#### [Exercise objective]
All lines in the material below that contain "unsplit" should be located and copied.

#### [Supplied data]
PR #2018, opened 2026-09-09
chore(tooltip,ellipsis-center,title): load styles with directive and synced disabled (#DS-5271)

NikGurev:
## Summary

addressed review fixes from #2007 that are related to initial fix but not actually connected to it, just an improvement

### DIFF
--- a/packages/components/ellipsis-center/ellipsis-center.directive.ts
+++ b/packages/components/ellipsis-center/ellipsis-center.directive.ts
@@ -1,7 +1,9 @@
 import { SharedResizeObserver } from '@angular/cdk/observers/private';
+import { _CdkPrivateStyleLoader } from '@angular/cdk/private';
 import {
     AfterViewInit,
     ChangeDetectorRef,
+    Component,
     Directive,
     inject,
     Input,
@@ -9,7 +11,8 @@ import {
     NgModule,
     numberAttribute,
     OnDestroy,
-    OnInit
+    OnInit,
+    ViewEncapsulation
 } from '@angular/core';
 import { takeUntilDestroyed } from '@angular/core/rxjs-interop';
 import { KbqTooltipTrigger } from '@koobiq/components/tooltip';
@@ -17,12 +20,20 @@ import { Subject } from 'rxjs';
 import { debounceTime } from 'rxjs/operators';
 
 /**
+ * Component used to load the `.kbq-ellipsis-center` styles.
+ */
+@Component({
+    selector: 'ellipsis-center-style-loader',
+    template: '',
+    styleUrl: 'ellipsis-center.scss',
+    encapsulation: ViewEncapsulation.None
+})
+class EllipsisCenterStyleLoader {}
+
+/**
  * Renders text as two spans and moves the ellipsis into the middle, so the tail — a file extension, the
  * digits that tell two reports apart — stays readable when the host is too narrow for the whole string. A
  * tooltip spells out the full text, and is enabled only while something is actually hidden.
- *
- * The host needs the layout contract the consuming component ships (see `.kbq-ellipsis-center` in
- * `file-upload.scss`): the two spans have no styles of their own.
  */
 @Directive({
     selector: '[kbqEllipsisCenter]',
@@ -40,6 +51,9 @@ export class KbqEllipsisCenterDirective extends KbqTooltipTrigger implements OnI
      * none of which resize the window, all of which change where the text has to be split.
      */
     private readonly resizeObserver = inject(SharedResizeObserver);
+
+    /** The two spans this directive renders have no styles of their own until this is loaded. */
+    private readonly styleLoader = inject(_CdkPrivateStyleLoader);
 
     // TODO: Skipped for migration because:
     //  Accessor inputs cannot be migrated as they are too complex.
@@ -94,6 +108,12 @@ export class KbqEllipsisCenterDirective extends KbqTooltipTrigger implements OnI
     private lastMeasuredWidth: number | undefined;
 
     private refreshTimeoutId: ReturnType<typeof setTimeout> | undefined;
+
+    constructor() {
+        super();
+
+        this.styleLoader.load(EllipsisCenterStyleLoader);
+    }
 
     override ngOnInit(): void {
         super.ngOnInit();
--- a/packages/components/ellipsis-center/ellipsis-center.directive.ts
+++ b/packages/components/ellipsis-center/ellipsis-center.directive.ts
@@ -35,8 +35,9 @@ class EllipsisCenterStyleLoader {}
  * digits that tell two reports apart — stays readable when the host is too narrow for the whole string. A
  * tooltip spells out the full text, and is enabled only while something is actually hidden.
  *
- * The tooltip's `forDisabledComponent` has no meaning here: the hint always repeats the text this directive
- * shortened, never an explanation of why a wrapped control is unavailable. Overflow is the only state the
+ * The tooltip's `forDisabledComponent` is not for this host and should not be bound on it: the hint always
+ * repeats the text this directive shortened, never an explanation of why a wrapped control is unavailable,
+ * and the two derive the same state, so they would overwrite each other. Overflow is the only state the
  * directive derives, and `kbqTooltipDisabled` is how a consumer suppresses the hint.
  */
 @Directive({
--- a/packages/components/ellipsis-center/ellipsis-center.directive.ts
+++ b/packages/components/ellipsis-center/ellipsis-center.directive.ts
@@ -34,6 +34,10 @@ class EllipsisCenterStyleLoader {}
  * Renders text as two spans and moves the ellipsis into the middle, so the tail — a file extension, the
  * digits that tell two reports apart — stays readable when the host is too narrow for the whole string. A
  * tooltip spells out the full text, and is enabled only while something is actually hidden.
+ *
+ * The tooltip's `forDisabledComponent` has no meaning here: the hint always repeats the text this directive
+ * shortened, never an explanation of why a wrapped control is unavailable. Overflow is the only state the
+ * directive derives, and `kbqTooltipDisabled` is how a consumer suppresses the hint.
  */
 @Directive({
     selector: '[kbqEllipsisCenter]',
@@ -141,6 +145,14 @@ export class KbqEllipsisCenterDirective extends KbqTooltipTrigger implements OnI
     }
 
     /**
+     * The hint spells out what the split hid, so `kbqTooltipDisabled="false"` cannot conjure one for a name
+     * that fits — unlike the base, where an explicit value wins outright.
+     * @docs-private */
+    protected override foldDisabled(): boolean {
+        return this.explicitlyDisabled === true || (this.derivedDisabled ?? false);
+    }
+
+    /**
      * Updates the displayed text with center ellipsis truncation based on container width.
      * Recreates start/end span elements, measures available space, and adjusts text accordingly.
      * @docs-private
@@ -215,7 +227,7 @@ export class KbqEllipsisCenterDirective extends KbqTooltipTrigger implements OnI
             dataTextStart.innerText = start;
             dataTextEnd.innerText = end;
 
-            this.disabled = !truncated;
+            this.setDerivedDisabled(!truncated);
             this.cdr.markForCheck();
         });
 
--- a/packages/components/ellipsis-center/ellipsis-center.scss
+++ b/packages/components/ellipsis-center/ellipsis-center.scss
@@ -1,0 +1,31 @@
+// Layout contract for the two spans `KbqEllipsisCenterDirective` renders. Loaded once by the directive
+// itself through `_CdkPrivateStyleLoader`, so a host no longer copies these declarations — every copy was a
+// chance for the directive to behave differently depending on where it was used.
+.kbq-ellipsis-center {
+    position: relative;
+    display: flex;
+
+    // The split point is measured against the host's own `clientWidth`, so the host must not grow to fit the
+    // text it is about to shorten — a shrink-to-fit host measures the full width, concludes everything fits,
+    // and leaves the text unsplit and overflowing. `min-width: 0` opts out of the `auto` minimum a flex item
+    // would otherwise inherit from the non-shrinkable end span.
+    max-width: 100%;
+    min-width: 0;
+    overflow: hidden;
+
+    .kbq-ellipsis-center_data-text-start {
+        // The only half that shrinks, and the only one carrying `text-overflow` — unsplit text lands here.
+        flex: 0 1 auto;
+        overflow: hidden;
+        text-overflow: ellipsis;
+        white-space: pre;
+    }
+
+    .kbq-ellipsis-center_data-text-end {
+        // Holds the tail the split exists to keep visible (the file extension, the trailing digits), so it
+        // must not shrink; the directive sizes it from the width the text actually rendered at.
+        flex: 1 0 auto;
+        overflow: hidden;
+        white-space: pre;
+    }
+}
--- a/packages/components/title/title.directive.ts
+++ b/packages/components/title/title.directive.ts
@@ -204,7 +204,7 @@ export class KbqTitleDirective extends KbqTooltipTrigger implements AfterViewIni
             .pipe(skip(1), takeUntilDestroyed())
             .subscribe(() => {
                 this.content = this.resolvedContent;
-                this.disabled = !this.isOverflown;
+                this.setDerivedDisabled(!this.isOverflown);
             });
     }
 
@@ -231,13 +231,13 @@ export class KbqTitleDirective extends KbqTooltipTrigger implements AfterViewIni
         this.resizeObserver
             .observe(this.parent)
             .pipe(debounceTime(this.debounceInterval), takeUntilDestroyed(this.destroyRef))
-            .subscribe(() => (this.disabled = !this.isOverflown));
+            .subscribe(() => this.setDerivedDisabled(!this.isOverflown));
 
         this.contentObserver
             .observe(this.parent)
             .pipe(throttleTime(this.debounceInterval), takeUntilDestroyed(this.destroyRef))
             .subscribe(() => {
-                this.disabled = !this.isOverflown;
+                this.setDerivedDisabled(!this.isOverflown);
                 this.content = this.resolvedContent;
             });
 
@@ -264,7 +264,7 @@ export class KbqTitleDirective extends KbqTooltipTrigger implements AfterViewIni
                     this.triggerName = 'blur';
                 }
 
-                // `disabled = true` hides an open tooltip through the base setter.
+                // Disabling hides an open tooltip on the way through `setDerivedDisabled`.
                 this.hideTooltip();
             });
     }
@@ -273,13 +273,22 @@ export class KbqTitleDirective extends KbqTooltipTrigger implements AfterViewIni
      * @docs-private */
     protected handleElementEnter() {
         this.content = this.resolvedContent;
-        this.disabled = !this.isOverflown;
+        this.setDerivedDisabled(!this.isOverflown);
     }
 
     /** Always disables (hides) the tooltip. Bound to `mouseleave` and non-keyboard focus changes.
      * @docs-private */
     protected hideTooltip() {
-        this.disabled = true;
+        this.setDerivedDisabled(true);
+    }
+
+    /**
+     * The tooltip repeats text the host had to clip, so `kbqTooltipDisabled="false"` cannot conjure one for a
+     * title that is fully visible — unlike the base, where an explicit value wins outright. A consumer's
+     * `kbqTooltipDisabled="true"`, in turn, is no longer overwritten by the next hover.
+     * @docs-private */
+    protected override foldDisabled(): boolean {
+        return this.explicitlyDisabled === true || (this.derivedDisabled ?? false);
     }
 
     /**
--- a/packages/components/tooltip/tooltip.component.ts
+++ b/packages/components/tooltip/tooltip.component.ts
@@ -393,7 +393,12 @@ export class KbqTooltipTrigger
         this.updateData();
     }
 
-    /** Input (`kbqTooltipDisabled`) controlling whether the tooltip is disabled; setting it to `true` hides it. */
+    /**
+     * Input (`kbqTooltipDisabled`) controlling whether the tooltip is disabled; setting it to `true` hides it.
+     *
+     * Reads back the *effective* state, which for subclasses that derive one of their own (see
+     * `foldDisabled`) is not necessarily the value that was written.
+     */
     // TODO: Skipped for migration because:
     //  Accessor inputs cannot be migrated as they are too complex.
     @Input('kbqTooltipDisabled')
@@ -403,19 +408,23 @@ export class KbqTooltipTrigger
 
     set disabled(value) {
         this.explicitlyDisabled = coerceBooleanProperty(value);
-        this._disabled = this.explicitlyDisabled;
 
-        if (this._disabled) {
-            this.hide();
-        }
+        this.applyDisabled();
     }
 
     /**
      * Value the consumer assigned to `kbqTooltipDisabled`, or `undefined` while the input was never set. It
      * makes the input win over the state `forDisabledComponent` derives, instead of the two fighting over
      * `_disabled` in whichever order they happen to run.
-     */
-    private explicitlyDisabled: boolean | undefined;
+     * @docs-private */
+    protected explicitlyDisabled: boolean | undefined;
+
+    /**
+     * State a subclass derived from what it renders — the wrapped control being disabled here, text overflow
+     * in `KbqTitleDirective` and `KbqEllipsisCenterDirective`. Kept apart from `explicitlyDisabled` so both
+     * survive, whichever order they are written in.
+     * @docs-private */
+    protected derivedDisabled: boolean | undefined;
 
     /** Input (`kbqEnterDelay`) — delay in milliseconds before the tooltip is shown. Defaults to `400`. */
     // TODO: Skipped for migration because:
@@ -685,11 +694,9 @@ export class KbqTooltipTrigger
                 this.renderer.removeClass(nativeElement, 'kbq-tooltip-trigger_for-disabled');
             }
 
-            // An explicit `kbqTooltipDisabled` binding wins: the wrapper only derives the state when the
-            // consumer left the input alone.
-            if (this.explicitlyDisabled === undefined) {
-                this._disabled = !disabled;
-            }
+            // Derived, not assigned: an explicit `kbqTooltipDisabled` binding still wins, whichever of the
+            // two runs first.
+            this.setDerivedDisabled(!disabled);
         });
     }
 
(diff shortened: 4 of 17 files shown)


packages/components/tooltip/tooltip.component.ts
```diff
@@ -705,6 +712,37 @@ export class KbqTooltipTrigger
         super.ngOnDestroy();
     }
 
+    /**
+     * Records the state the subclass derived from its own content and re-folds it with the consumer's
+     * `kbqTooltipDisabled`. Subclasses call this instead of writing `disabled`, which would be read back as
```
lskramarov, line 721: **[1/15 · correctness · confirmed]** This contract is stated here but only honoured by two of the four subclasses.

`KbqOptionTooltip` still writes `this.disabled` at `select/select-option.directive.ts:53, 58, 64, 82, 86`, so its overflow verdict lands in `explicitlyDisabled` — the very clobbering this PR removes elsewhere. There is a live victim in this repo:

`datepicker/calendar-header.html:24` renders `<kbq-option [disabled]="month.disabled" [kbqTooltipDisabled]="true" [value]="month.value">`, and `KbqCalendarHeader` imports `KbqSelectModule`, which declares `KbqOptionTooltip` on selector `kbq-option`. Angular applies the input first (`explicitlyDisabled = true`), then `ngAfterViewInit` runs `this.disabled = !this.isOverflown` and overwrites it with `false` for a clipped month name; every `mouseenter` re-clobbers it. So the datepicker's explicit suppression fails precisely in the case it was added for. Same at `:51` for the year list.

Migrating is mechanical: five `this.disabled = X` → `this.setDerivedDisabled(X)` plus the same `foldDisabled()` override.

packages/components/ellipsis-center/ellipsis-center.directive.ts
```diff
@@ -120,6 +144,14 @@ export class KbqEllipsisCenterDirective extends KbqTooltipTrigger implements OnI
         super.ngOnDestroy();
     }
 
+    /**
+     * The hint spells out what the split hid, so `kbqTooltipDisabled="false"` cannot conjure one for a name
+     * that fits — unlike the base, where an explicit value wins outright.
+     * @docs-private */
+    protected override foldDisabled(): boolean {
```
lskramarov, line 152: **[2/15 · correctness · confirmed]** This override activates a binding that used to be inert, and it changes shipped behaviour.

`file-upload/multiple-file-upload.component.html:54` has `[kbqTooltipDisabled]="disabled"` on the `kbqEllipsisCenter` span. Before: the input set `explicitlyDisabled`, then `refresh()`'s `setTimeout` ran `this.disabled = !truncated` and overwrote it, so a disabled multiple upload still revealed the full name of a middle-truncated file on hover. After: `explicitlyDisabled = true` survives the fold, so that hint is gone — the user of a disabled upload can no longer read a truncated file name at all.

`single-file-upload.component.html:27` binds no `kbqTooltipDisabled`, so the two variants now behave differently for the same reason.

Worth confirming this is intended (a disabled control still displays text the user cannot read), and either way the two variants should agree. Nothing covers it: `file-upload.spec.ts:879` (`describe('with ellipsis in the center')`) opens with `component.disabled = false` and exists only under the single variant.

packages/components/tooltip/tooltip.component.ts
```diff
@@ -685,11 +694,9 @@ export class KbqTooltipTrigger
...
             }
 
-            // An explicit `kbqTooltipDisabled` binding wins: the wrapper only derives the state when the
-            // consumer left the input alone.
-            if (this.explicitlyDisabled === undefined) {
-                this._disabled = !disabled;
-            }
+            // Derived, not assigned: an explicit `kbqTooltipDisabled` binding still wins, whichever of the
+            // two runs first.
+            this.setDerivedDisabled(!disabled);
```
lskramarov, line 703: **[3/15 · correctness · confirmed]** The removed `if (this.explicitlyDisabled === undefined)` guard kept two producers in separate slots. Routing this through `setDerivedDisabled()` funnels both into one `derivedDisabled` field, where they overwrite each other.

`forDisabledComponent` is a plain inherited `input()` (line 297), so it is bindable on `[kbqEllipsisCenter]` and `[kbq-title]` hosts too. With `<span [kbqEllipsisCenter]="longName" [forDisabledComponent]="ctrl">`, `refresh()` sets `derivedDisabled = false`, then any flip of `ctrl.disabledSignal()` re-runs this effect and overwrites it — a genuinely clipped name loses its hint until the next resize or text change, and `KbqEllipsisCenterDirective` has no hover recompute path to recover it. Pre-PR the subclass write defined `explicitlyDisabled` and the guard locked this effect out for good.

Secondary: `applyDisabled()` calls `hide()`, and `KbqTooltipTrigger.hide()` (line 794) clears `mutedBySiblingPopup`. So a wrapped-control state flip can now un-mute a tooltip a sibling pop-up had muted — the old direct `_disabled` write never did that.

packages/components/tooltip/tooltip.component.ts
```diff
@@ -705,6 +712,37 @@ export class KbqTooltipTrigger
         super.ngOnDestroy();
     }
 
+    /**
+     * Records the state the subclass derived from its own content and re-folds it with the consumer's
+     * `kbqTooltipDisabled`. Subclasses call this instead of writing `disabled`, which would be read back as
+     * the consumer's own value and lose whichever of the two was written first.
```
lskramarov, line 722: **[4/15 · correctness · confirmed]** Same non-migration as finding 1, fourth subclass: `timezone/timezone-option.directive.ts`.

#### [The completed task]
+    // and leaves the text unsplit and overflowing. `min-width: 0` opts out of the `auto` minimum a flex item
+        // The only half that shrinks, and the only one carrying `text-overflow` — unsplit text lands here.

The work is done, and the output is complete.